TASK: Scan the entries below. Report each line where the string "workflow" occurs.

(Data items)
------------------------------------

PR #1442, opened 2026-07-29
CLOUDP-400899: Migrate multi-cluster doc snippets to the MemberCluster flow

m1kola:
# Summary

MCK is moving multi-cluster configuration from install time to day 2: instead of running `kubectl mongodb multicluster setup` and passing `--set multiCluster.clusters` at helm install, you install the operator plainly and then register member clusters with `kubectl mongodb multicluster generate-member-resources` / `generate-member-registration`, which emit `MemberCluster` CRs.

This PR migrates the user-facing multi-cluster tutorials to the new flow, ahead of removing the legacy one: the multi-cluster Search scenarios (`docs/search/12-search-rs-multi-cluster`, `docs/search/13-search-sharded-multi-cluster`, run in CI on every PR patch) and the GKE reference architecture (`public/architectures/setup-multi-cluster/ra-02`). Each now installs the operator plainly, then configures member clusters in a separate snippet.

Two things worth knowing:
- The e2e env of the Search snippets strips `multiCluster.clusters` from the helm values the test harness still injects in multi-cluster mode — passing it renders a kubeconfig volume whose Secret is never created and wedges the operator pod in `FailedMount`. Marked with a TODO to remove together with the injection itself.
- `public_gke_code_snippets` (released chart + released plugin, manual-only) cannot pass until MCK 2.x ships — the 1.x artifacts lack the `MemberCluster` CRD and the new plugin commands. It should be validated with the release command against the first 2.x RC.

## Proof of Work

- e2e: N/A (docs/snippets only, no runtime code) — the snippets are validated by targeted Evergreen patches:
- [Patch 474](https://spruce.corp.mongodb.com/version/6a6a1608bfb9970007a335c0): kind Search multi-cluster snippets (replica set + sharded) — **green**
- [Patch 473](https://spruce.corp.mongodb.com/version/6a6a0b3752ec7700073cc519): GKE reference architecture (ra-02 on real GKE), mesh and no-mesh tasks — **green** (its two kind Search tasks are red there because the patch predates the `FailedMount` fix; both pass on patch 474)

## Checklist

- [x] Have you added changelog file? (`skip-changelog` label; the breaking-change entry lands with the removal PR)


docs/search/12-search-rs-multi-cluster/code_snippets/12_0110_configure_member_clusters.sh
```diff
@@ -0,0 +1,37 @@
+# TODO(m1kola): token-wait: Simplify this workflow. We should probably make `generate-member-registration` wait for token.
```
m1kola, line 1: I don't like the fact that we need extra ugly code to wait for the secret to be populated by a token. Not a nice UX. So I'm planning on adding this wait to `generate-member-registration` since it is fetching the secret anyway.

It will simplify UX visible in this snippet and E2E tests as well.

But first I want to complete cleanup of the old commands (needs at least one more PR on top this one).

docs/search/12-search-rs-multi-cluster/code_snippets/12_0110_configure_member_clusters.sh
```diff
@@ -0,0 +1,37 @@
...
+
+echo "Configuring member clusters (RBAC + MemberCluster registration)..."
+
+# Render and apply member-cluster RBAC (ServiceAccount, token Secret, Roles and
```
josvazg, line 5: side comment: if these are instructions for customers, we might need to work on the ergonomics of using our product and tooling, seems more complex than in should.

Claude was flagging some possible corner cases that might trip customers at times, specially around piping commands and how to handle when the tool errors out in between pipes.

josvazg (approved):

docs/search/12-search-rs-multi-cluster/code_snippets/12_0110_configure_member_clusters.sh
m1kola: @josvazg yes, these are for users [per TD](https://docs.google.com/document/d/1twAOo9jG4kHwnnmLC5GSO21sGByKOiMtwOrfkjz2Xpo/edit?tab=t.55vyfwkywh4p).

One thing that I don't like and I didn't foresee on the TD stage is the fact that we need to wait for a token to be populated in the secret between applying `generate-member-resources` and running `generate-member-registration`. This resulted in ugly wait code here and in E2E tests. For this I left a todo above: https://github.com/mongodb/mongodb-kubernetes/pull/1442/changes#r3676080870

Once this is gone - we will end up with 2 loops:
* `generate-member-resources` + `kubectl apply`
* `generate-member-registration` + `kubectl apply`

Alternatively we can drop the loop and duplicate commands with different members. That might be better for the docs.

For now I want to make snippets work with new tooling and keep going with the implementation. And polish later.

mircea-cosbuc (approved):

PR #1448, opened 2026-07-30
Add AGENTS.md and correct stale developer docs

nammn:
# Summary

Adds `AGENTS.md` — a 25-line file listing repo-specific gotchas where the obvious default
is wrong and no existing tool (linter, precommit, CI) catches the mistake. Each entry is a
silent failure: green build, wrong result.

The four gotchas:

1. **`make precommit` rewrites tracked files** — not read-only; rewrites `release.json`,
   `helm_chart/values.yaml`, CRDs, `public/*.yaml` and auto-stages them.
2. **CRDs are sentinel-gated on `api/*.go`** — `make manifests` only regenerates CRDs when
   `api/*.go` changes. Hand-editing CRDs without touching `api/` → precommit passes, wrong
   CRDs ship.
3. **venv is `./venv`, not `.venv`** — `.venv` is silently ignored by repo scripts.
4. **`release.json` agent version overrides** — OM variants read `opsManagerMapping`, not
   top-level `agentVersion`; context files can hardcode `AGENT_VERSION`; empty
   `MDB_CUSTOM_AGENT_URL` silently falls back to production.

The second commit fixes stale developer docs found while verifying the above:

| File | Correction |
|---|---|
| `CONTRIBUTING.md` | Changelog filenames documented with dashes; `changelog.py` requires underscores |
| `scripts/release/create_changelog.py` | `--editor` help said "Default is True" but flag is `store_true` |
| `docker/mongodb-kubernetes-tests/README.md` | Pointed at `evergreen.yaml` and removed `e2e_core_task_group`; tasks now in `.evergreen-tasks.yml`, groups in `.evergreen.yml`. Adds marker/task-name match requirement and `find_test_variants.py` check |

## What we gain

Evidence drawn from two sources: 29 handoff documents (July 9–30) and the OpenCode
conversation database (1,163 sessions, $529 total API cost on this repo).

| Gotcha | Incidents (from conversation DB) | API cost wasted | Agent time wasted |
|---|---|---|---|
| `make precommit` rewrites files | 5 sessions: agent confused by EXIT=2 and re-ran precommit multiple times (KUBE-267, RFC 7616, prek migration); skipped precommit entirely and hand-edited generated files (JVM optimization) | ~$8.76 | ~3-4 rounds across sessions |
| CRD sentinel | Discovered by reviewer subagent during this PR's review — hand-editing CRDs bypasses `make manifests` silently | — | latent — caught by review, not tooling |
| venv `.venv` silently ignored | 1 session: agent created `.venv`, no pip installed, debugged venv activation, user asked "why .venv not venv?", agent had to redo everything | ~$0.00 (0.56M tokens) | ~1 full setup redo |
| `release.json` agent version overrides | 3 incidents: bumped `agentVersion` for OM variants (2 green-but-wrong patches), `om80` context hardcoded `AGENT_VERSION` (1 wasted patch), empty `MDB_CUSTOM_AGENT_URL` fell back to production (2 failed variants) | ~$1.81 | **~5–6h, 3+ wasted Evergreen patches** |

**Total: ~$10.57 API cost + ~6–8h agent time** spent rediscovering these four silent
failures. The file is 25 lines — it pays for itself on the first avoided patch.

## Proof of Work

- `make precommit` passes clean on the branch.
- Each gotcha verified against source: `check_precommit.sh`, `.pre-commit-config.yaml`,
  `Makefile` (sentinel logic), `set_env_context.sh`, `release.json` (`opsManagerMapping`),
  `scripts/dev/contexts/variables/om80` (hardcoded `AGENT_VERSION`).
- The CRD sentinel trap confirmed: `.generated/crd.sentinel` depends only on `$(API_SOURCES)`
  (`Makefile:322`); precommit `generate-manifests` calls `make manifests` which is a no-op
  when `api/` is unchanged.
- e2e: N/A (docs only).

## Checklist


ashortt-mdb:
Love this — especially mining the session history for evidence of what actually burned time. Went through my own accumulated local notes with your filter (silent failure, green-but-wrong, no tooling catches it) and here are some candidates you might consider adding. Offering softly — each would need the same verify-against-source treatment as your existing entries before landing:

1. **EVG task wiring is two-step, and half-wired is silently green.** A task defined in `.evergreen-tasks.yml` but not added to a task group in `.evergreen.yml` never runs — no error anywhere. Your README fix covers the marker↔task-name half; this is the sibling trap. (Related: a task whose tests all `skip` is permanently green.) The `scripts/python/find_test_variants.py` check you added to the README might deserve promotion into AGENTS.md itself.
2. **Never build an `om.Deployment` from scratch** — always read-modify-write via `conn.ReadUpdateDeployment` (`controllers/om/omclient.go`). The automation config is a deliberately untyped map that OM owns; constructing one clobbers OM-side settings and other controllers' processes in shared projects. Looks fine until someone else's deployment breaks.
3. **Two automation-config models — don't conflate them.** Enterprise: untyped `controllers/om.Deployment` pushed over REST. Community/AppDB: typed `pkg/automationconfig` serialized into a Secret the agent reads directly. Grepping "automation config" finds both; picking the wrong one compiles and passes tests.
4. **Two independent StatefulSet builders.** Enterprise `controllers/operator/construct/` vs community `mongodb-community-operator/controllers/construct/` — same conventions, zero shared code. Fixing pod construction in one does not fix the other.
5. **TLS cert rotation may not roll pods on the default k8s-Secret backend** — the Vault path stamps the cert hash into pod annotations (forced roll), the plain Secret path doesn't. Rotating a cert and seeing no restart looks like success. (This one I'd want re-verified against current master before it ships.)
6. **Don't extend the `MongoDBMultiCluster` (mdbmulti) pattern for new multi-cluster work** — it's the most obvious-looking MC reference in the tree but AppDB-MC / sharded-MC are the canonical patterns.

One structural thought: the AGENTS.md convention also supports **nested per-directory files** that agents only load when working in that subtree. Items 2–4 above naturally live next to the code they describe (`controllers/om/`, `pkg/`, …) rather than at root — and nested content is pay-per-use token-wise, while root content is paid on every session. Might be worth keeping the root file for the universal traps (as you have it) and trialling one nested file as a follow-up. Happy to discuss / contribute entries either way.

ashortt-mdb:
To make the nested idea concrete — here's what a couple of nested files could look like, condensed from notes I've been keeping privately (each claim grep-verified against current master today). Same bar as the root file: gotchas where the default is wrong and nothing catches you, kept terse so the token cost stays trivial.

**`controllers/om/AGENTS.md`**

```markdown
# controllers/om — Ops Manager client + automation config

## Never build a `Deployment` from scratch
The automation config is a deliberately untyped `map[string]interface{}` — OM owns the
schema; the operator merges only the fields it manages and must round-trip the rest
untouched. Always read-modify-write via `conn.ReadUpdateDeployment(fn, log)`
(`omclient.go`). Constructing one clobbers OM-side settings and other controllers'
processes in shared projects.

## Auth is NOT a `Deployment` method
It lives on the typed `AutomationConfig` wrapper (`automation_config.go`), applied via
`conn.ReadUpdateAutomationConfig` — mutating the map directly silently drops auth changes.

## This is the *enterprise* AC path only
Community/AppDB use the typed `pkg/automationconfig` model serialized into a Secret
(key `cluster-config.json`) that the agent reads directly — no OM round-trip. Different
model; don't mix. Post-merge, `limitVotingMembers` (`deployment.go`) caps voting members
at 7 — votes beyond that are zeroed operator-side, not by MongoDB config you wrote.
```

**`controllers/operator/AGENTS.md`**

```markdown
# controllers/operator — enterprise reconcilers

## AC-first vs STS-first ordering is load-bearing
Disabling TLS/X509/agent-auth or scaling down must push the automation config *before*
the StatefulSet (`publishAutomationConfigFirst`, `common_controller.go`; executed via
`workflow.RunInGivenOrder`) — wrong order wedges agents on stale mounts. The community
reconciler has its own independent version (`shouldRunInOrder`).

## Two independent StatefulSet builders
`controllers/operator/construct/` (enterprise) and
`mongodb-community-operator/controllers/construct/` (community) share conventions but
zero code. Fixing pod construction in one does not fix the other.

## Deployment-state ConfigMaps are a persisted compat surface
Sharded/AppDB/OM state (`<name>-state` ConfigMap) is migrated on operator upgrade; fields
can be nil on old state. New fields must be nil-tolerant or migrated — the failure is a
panic in the field, not in CI.

## Don't extend the MongoDBMultiCluster (mdbmulti) pattern
It looks like the canonical multi-cluster reference; it isn't. AppDB-MC and sharded-MC
(per-cluster StatefulSets, persisted ClusterMapping) are the patterns for new MC work.
```

Root stays as you have it (universal traps), these load only when an agent is actually in the subtree. If this direction lands, one repo-wide rule is worth committing alongside: **every name asserted in these files must be grep-verifiable at the stated location** — when I fact-checked my own first drafts of exactly this kind of doc, about a quarter of the load-bearing specifics were plausible-but-wrong (paraphrased function names, wrong Secret keys). Stale orientation docs are worse than none.

PR #1454, opened 2026-08-03
CLOUDP-400899, CLOUDP-400894, CLOUDP-400893: Use member-scoped ServiceAccounts for workloads on member clusters

m1kola:
# Summary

------------------------------------

SOLUTION TO THE PROBLEM:
+# TODO(m1kola): token-wait: Simplify this workflow. We should probably make `generate-member-registration` wait for token.
`workflow.RunInGivenOrder`) — wrong order wedges agents on stale mounts. The community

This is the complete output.